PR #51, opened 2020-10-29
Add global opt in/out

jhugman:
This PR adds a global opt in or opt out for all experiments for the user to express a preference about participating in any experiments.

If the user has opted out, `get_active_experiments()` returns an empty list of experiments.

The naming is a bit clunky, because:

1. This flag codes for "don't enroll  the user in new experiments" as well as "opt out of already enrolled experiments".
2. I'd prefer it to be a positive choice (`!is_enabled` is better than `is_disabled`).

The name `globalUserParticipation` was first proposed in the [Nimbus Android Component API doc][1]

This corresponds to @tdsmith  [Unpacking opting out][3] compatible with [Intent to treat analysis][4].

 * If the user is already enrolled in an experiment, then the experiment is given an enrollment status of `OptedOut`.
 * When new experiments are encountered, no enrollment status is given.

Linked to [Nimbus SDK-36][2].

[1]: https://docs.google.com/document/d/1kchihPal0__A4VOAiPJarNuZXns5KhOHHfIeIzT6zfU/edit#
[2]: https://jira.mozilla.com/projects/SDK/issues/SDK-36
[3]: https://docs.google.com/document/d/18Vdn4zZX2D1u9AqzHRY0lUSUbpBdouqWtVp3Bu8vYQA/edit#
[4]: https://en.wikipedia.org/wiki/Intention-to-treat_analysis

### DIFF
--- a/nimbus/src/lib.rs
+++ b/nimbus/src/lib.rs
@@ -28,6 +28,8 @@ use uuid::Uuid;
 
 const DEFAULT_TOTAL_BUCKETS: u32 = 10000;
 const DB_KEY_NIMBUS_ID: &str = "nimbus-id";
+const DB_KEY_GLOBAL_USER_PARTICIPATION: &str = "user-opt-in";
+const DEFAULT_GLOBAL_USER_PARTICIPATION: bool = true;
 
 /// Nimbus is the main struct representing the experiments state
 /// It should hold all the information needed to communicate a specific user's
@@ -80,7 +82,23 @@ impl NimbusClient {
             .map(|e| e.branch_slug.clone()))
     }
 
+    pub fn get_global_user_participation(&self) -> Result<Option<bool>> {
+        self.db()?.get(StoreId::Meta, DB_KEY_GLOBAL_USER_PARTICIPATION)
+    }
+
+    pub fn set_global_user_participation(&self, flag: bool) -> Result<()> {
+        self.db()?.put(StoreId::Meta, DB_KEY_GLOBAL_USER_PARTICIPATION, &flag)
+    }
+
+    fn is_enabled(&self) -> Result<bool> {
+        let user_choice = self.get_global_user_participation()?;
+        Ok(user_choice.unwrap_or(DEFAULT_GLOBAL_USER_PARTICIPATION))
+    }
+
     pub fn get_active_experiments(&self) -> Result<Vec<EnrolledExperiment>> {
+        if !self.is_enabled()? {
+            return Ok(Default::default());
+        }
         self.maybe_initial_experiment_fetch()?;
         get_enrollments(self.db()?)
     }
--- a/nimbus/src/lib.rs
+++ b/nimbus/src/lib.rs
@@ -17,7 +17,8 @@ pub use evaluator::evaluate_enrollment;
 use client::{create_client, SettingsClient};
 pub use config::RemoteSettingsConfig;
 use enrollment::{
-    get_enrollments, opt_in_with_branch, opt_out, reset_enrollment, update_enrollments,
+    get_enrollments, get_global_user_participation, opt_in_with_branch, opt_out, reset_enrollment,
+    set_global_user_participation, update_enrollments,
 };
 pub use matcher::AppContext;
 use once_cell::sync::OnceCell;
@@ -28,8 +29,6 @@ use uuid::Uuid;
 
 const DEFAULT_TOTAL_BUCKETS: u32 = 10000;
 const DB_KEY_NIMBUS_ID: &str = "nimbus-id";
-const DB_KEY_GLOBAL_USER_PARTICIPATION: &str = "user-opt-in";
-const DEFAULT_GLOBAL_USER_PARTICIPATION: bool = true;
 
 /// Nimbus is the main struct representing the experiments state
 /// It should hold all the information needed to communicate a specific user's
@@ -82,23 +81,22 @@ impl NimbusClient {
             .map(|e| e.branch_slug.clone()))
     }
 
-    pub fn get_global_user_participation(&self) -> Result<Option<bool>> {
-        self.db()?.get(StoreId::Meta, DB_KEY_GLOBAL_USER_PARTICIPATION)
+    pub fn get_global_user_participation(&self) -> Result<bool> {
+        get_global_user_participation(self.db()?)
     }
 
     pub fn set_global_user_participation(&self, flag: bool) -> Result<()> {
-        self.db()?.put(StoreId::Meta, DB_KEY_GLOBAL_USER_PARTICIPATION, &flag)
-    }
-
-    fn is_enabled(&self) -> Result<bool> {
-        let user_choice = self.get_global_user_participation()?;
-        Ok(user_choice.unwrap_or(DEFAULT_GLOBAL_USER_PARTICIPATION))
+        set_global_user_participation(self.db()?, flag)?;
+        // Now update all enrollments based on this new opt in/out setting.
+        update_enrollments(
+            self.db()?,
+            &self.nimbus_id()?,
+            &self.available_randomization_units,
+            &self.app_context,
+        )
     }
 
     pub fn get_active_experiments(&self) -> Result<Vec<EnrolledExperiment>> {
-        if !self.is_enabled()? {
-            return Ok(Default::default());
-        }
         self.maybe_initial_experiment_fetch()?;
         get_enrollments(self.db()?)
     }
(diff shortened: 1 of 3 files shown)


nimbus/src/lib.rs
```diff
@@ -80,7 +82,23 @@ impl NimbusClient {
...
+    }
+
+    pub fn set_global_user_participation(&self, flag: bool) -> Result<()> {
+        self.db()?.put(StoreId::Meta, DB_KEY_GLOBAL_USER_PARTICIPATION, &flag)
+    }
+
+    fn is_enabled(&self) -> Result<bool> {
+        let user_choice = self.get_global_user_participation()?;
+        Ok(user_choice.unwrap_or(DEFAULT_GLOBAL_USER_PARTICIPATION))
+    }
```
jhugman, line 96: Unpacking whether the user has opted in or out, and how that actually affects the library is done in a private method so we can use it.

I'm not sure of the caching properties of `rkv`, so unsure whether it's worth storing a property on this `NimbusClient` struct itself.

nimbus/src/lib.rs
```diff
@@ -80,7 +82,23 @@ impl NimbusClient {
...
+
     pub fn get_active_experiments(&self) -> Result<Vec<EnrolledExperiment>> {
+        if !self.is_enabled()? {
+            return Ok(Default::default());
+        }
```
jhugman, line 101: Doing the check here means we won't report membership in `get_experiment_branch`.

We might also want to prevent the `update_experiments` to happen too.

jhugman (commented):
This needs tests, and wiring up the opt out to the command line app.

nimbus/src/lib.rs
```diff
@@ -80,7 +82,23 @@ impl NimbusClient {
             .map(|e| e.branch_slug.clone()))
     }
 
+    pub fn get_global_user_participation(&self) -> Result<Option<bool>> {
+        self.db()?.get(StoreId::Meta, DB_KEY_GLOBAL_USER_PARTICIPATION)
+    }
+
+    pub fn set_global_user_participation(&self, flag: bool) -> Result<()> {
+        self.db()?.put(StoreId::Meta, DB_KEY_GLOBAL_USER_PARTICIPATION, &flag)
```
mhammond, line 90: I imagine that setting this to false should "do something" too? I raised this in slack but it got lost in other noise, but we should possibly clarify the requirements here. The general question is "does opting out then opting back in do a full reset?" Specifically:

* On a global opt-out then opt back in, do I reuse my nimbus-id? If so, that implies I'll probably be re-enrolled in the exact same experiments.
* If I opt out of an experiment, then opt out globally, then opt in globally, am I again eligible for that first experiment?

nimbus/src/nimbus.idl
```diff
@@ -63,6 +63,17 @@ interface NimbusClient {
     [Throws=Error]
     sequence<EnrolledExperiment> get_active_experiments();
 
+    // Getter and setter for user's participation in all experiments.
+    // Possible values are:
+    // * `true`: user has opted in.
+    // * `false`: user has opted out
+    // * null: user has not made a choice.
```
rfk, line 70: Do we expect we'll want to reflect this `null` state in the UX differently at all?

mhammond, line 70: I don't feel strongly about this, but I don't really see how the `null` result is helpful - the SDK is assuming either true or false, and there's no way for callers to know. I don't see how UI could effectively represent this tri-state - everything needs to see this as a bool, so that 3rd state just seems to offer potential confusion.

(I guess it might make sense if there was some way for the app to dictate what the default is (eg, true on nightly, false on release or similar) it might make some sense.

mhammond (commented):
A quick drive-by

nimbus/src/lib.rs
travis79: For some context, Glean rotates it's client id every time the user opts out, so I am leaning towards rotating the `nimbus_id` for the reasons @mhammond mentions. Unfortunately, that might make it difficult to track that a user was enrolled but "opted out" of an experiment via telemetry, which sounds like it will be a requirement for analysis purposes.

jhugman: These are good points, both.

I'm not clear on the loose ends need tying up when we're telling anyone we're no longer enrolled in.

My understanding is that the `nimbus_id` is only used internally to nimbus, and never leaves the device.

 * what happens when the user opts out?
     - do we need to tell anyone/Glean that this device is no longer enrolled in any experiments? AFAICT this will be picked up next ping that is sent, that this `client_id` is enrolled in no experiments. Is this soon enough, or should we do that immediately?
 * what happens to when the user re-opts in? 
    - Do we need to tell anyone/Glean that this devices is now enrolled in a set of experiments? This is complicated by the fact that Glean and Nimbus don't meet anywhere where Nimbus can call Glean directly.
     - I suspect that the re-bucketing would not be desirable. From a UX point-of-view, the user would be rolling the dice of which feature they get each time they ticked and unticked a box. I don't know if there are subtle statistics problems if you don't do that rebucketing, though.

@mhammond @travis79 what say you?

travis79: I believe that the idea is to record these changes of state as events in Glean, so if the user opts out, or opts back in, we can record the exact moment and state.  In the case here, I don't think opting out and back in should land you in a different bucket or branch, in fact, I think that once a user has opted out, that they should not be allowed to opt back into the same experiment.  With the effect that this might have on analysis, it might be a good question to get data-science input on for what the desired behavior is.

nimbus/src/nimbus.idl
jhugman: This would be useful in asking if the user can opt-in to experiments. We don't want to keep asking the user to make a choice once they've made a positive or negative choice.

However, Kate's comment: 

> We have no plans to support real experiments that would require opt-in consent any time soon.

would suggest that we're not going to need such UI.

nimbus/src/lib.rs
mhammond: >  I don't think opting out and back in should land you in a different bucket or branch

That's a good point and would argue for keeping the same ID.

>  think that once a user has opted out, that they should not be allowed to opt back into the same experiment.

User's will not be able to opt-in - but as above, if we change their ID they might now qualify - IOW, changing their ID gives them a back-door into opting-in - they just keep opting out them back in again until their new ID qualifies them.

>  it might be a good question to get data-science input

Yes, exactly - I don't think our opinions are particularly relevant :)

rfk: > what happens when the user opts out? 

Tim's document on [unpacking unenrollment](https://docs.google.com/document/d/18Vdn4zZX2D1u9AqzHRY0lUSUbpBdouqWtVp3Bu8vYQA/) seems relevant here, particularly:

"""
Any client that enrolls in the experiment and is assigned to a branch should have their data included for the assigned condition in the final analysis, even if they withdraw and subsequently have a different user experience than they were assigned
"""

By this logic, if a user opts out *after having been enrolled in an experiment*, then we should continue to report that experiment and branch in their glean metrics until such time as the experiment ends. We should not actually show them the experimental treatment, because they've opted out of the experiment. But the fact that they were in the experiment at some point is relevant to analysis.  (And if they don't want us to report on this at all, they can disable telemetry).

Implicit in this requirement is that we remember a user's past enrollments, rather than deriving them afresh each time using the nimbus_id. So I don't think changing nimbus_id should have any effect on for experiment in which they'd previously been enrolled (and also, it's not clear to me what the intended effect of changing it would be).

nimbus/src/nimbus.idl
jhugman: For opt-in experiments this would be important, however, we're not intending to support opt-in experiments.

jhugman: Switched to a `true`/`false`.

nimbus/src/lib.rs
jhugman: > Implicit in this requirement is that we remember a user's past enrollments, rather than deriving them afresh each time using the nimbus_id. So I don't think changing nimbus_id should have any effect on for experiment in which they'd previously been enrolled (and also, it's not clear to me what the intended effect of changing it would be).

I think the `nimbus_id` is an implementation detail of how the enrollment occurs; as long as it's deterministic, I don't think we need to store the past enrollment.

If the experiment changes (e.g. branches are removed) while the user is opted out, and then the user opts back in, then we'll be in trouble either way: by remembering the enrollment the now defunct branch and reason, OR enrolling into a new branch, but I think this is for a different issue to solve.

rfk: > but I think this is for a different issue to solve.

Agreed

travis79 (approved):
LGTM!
•••••
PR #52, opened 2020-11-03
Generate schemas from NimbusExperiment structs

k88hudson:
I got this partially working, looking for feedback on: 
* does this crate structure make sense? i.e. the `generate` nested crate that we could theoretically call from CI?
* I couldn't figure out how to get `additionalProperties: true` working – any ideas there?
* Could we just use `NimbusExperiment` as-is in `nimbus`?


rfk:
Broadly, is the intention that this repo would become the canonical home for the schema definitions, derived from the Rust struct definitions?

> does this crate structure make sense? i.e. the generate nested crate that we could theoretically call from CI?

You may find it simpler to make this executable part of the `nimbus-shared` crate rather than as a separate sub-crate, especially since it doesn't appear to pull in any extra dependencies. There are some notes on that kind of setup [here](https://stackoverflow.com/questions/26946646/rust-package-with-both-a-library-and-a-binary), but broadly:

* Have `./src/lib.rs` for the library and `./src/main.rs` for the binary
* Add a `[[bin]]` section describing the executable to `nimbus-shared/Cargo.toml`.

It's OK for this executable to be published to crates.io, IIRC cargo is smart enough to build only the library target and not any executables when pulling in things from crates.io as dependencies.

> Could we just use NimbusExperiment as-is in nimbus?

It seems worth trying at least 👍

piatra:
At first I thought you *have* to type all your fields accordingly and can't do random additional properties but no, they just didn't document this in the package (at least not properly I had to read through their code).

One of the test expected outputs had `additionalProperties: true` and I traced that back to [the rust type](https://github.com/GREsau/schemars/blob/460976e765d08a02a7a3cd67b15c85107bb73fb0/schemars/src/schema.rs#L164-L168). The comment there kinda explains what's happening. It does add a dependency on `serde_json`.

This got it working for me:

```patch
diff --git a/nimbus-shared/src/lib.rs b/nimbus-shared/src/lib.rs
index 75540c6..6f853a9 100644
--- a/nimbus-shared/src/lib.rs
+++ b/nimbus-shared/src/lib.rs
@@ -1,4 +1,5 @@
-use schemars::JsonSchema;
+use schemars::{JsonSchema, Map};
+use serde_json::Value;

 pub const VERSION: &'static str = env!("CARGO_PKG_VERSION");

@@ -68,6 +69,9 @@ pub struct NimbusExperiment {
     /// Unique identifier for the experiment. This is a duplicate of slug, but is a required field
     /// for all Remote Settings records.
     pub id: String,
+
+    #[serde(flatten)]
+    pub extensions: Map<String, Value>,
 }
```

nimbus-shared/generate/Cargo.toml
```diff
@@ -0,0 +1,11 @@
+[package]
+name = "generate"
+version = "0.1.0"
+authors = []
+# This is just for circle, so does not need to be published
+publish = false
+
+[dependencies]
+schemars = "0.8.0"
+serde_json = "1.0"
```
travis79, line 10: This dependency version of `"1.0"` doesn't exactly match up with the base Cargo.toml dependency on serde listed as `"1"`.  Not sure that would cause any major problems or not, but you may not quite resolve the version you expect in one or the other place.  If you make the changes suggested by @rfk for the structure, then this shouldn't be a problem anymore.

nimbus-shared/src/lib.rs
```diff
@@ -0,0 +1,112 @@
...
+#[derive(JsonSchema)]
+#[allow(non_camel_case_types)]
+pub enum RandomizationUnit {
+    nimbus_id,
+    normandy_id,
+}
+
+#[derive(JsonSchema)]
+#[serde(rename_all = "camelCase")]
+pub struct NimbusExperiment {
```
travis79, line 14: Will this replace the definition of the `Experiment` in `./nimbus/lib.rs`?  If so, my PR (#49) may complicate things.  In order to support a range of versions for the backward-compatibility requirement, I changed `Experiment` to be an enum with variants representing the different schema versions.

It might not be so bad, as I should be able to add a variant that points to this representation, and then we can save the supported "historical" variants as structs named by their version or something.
•••••
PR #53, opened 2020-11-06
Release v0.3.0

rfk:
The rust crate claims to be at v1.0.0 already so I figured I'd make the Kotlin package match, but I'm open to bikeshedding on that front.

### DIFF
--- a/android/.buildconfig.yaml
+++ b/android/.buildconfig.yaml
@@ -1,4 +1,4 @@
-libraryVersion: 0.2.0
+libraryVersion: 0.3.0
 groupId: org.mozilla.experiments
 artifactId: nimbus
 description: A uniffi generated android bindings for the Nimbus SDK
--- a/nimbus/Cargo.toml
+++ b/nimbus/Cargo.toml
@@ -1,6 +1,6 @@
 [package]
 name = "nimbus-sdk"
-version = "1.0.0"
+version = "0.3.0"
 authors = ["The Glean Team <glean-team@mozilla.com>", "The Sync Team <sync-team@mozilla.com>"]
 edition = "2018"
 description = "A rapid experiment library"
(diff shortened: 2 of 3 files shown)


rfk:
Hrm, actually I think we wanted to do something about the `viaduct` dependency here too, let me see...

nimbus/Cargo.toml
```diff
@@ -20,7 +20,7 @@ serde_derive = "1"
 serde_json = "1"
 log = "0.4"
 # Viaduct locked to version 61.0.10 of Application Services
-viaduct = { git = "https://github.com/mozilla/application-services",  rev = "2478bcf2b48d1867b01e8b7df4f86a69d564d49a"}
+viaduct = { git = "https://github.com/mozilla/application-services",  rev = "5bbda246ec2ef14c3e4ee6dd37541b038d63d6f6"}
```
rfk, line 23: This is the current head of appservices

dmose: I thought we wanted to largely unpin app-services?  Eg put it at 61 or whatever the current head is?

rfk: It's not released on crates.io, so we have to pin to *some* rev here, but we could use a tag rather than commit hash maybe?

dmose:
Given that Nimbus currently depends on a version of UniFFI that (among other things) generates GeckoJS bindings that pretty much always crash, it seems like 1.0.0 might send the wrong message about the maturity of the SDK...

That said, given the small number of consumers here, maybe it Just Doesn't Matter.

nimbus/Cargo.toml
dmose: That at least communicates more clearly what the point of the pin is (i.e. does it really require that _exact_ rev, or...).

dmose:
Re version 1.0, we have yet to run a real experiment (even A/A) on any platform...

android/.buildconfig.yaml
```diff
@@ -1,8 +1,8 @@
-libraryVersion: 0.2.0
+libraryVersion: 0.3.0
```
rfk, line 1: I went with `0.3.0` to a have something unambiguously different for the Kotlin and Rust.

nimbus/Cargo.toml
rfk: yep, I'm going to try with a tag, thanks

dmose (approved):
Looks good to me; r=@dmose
•••••
● **Prompt**:
Exactly the lines above from the one with "PR #51, opened 2020-10-29" to the one with "The naming is", both included, are to be quoted; leave the rest out.

● **Answer to this problem**:
PR #51, opened 2020-10-29
Add global opt in/out

jhugman:
This PR adds a global opt in or opt out for all experiments for the user to express a preference about participating in any experiments.

If the user has opted out, `get_active_experiments()` returns an empty list of experiments.

The naming is a bit clunky, because:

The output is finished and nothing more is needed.